=== DATA FOR THIS EXERCISE ===

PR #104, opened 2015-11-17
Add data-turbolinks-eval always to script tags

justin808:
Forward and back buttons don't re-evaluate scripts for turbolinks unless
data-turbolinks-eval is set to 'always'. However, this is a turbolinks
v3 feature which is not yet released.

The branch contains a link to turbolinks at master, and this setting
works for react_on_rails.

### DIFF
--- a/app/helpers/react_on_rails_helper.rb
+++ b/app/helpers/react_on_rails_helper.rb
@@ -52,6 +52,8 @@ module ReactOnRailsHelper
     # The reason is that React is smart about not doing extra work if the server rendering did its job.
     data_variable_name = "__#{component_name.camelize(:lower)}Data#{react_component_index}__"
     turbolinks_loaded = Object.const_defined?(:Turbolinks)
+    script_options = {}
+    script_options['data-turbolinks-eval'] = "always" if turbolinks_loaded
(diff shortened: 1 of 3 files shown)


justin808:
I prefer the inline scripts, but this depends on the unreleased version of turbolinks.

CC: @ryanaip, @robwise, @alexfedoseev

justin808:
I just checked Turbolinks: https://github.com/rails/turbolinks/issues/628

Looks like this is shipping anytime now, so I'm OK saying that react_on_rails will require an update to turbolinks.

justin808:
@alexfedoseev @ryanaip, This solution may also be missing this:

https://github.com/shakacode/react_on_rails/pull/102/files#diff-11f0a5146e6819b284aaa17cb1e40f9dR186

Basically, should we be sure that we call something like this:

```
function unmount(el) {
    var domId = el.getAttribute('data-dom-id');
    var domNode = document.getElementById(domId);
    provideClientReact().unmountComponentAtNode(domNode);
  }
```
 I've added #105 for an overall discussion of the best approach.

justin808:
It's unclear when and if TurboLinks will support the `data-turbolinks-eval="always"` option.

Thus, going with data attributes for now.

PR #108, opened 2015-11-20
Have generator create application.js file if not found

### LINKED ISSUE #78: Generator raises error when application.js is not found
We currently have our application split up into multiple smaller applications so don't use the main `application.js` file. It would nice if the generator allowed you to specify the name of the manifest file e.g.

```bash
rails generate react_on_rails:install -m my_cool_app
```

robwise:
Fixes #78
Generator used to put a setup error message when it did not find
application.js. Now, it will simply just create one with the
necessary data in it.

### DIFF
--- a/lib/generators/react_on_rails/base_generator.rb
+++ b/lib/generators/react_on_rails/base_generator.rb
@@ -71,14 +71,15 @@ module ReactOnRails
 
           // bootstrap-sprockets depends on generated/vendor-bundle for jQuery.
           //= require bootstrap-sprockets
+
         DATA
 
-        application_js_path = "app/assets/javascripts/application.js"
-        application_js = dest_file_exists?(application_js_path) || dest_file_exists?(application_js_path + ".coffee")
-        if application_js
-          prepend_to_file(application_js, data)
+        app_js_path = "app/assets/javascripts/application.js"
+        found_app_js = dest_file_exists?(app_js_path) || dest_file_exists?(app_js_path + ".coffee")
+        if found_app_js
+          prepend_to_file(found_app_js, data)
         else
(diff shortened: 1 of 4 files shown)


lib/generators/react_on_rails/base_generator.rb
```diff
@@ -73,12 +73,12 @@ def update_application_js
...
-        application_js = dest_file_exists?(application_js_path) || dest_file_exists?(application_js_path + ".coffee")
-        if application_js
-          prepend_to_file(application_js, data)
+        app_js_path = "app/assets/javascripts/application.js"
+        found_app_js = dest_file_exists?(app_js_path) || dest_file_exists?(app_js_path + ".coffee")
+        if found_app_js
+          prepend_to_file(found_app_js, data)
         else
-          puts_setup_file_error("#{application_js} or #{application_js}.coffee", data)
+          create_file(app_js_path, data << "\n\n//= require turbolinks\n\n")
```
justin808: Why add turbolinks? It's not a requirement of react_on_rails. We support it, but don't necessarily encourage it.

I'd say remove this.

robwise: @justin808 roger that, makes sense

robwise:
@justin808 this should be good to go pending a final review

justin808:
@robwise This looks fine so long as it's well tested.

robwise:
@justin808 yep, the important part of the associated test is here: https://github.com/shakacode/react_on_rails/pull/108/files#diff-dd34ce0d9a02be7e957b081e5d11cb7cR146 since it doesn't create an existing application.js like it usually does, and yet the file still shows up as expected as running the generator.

===

=== EXERCISE AIM ===
Each of the entries above needs to be given again exactly.

=== RESULT ===
PR #104, opened 2015-11-17
Add data-turbolinks-eval always to script tags

justin808:
Forward and back buttons don't re-evaluate scripts for turbolinks unless
data-turbolinks-eval is set to 'always'. However, this is a turbolinks
v3 feature which is not yet released.

The branch contains a link to turbolinks at master, and this setting
works for react_on_rails.

### DIFF
--- a/app/helpers/react_on_rails_helper.rb
+++ b/app/helpers/react_on_rails_helper.rb
@@ -52,6 +52,8 @@ module ReactOnRailsHelper
     # The reason is that React is smart about not doing extra work if the server rendering did its job.
     data_variable_name = "__#{component_name.camelize(:lower)}Data#{react_component_index}__"
     turbolinks_loaded = Object.const_defined?(:Turbolinks)
+    script_options = {}
+    script_options['data-turbolinks-eval'] = "always" if turbolinks_loaded
(diff shortened: 1 of 3 files shown)


justin808:
I prefer the inline scripts, but this depends on the unreleased version of turbolinks.

CC: @ryanaip, @robwise, @alexfedoseev

justin808:
I just checked Turbolinks: https://github.com/rails/turbolinks/issues/628

Looks like this is shipping anytime now, so I'm OK saying that react_on_rails will require an update to turbolinks.

justin808:
@alexfedoseev @ryanaip, This solution may also be missing this:

https://github.com/shakacode/react_on_rails/pull/102/files#diff-11f0a5146e6819b284aaa17cb1e40f9dR186

Basically, should we be sure that we call something like this:

```
function unmount(el) {
    var domId = el.getAttribute('data-dom-id');
    var domNode = document.getElementById(domId);
    provideClientReact().unmountComponentAtNode(domNode);
  }
```
 I've added #105 for an overall discussion of the best approach.

justin808:
It's unclear when and if TurboLinks will support the `data-turbolinks-eval="always"` option.

Thus, going with data attributes for now.

PR #108, opened 2015-11-20
Have generator create application.js file if not found

### LINKED ISSUE #78: Generator raises error when application.js is not found
We currently have our application split up into multiple smaller applications so don't use the main `application.js` file. It would nice if the generator allowed you to specify the name of the manifest file e.g.

```bash
rails generate react_on_rails:install -m my_cool_app
```

robwise:
Fixes #78
Generator used to put a setup error message when it did not find
application.js. Now, it will simply just create one with the
necessary data in it.

### DIFF
--- a/lib/generators/react_on_rails/base_generator.rb
+++ b/lib/generators/react_on_rails/base_generator.rb
@@ -71,14 +71,15 @@ module ReactOnRails
 
           // bootstrap-sprockets depends on generated/vendor-bundle for jQuery.
           //= require bootstrap-sprockets
+
         DATA
 
-        application_js_path = "app/assets/javascripts/application.js"
-        application_js = dest_file_exists?(application_js_path) || dest_file_exists?(application_js_path + ".coffee")
-        if application_js
-          prepend_to_file(application_js, data)
+        app_js_path = "app/assets/javascripts/application.js"
+        found_app_js = dest_file_exists?(app_js_path) || dest_file_exists?(app_js_path + ".coffee")
+        if found_app_js
+          prepend_to_file(found_app_js, data)
         else
(diff shortened: 1 of 4 files shown)


lib/generators/react_on_rails/base_generator.rb
```diff
@@ -73,12 +73,12 @@ def update_application_js
...
-        application_js = dest_file_exists?(application_js_path) || dest_file_exists?(application_js_path + ".coffee")
-        if application_js
-          prepend_to_file(application_js, data)
+        app_js_path = "app/assets/javascripts/application.js"
+        found_app_js = dest_file_exists?(app_js_path) || dest_file_exists?(app_js_path + ".coffee")
+        if found_app_js
+          prepend_to_file(found_app_js, data)
         else
-          puts_setup_file_error("#{application_js} or #{application_js}.coffee", data)
+          create_file(app_js_path, data << "\n\n//= require turbolinks\n\n")
```
justin808: Why add turbolinks? It's not a requirement of react_on_rails. We support it, but don't necessarily encourage it.

I'd say remove this.

robwise: @justin808 roger that, makes sense

robwise:
@justin808 this should be good to go pending a final review

justin808:
@robwise This looks fine so long as it's well tested.

robwise:
@justin808 yep, the important part of the associated test is here: https://github.com/shakacode/react_on_rails/pull/108/files#diff-dd34ce0d9a02be7e957b081e5d11cb7cR146 since it doesn't create an existing application.js like it usually does, and yet the file still shows up as expected as running the generator.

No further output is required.